**SOURCE INFORMATION**
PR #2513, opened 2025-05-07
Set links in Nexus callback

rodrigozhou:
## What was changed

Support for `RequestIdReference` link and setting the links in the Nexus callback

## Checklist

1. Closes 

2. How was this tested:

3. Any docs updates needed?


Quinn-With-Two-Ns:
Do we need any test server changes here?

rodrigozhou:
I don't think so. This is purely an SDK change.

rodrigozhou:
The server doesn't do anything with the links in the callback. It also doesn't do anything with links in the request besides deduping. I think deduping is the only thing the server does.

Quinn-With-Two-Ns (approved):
---
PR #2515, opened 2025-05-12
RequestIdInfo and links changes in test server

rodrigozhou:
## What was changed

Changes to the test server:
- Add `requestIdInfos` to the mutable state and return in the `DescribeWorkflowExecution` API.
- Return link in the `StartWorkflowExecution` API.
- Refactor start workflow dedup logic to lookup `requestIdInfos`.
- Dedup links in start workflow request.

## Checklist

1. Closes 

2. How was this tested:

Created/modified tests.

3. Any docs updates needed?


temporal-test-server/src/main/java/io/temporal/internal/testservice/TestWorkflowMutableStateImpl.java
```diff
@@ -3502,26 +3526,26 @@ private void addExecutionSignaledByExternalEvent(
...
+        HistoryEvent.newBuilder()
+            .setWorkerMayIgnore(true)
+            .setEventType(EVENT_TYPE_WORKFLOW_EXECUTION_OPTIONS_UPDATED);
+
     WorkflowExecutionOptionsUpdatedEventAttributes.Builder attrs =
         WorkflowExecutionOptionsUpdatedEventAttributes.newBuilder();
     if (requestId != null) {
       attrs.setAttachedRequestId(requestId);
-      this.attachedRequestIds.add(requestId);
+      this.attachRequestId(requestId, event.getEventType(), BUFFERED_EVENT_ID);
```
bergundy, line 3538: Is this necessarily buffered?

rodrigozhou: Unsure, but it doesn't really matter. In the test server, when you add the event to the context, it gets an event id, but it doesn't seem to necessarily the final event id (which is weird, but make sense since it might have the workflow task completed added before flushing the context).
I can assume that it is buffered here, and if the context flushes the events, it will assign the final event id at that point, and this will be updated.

**ASSIGNMENT**
When the word "context" shows up in a line of the entries, report that line.

**ANSWER BOX**
rodrigozhou: Unsure, but it doesn't really matter. In the test server, when you add the event to the context, it gets an event id, but it doesn't seem to necessarily the final event id (which is weird, but make sense since it might have the workflow task completed added before flushing the context).
I can assume that it is buffered here, and if the context flushes the events, it will assign the final event id at that point, and this will be updated.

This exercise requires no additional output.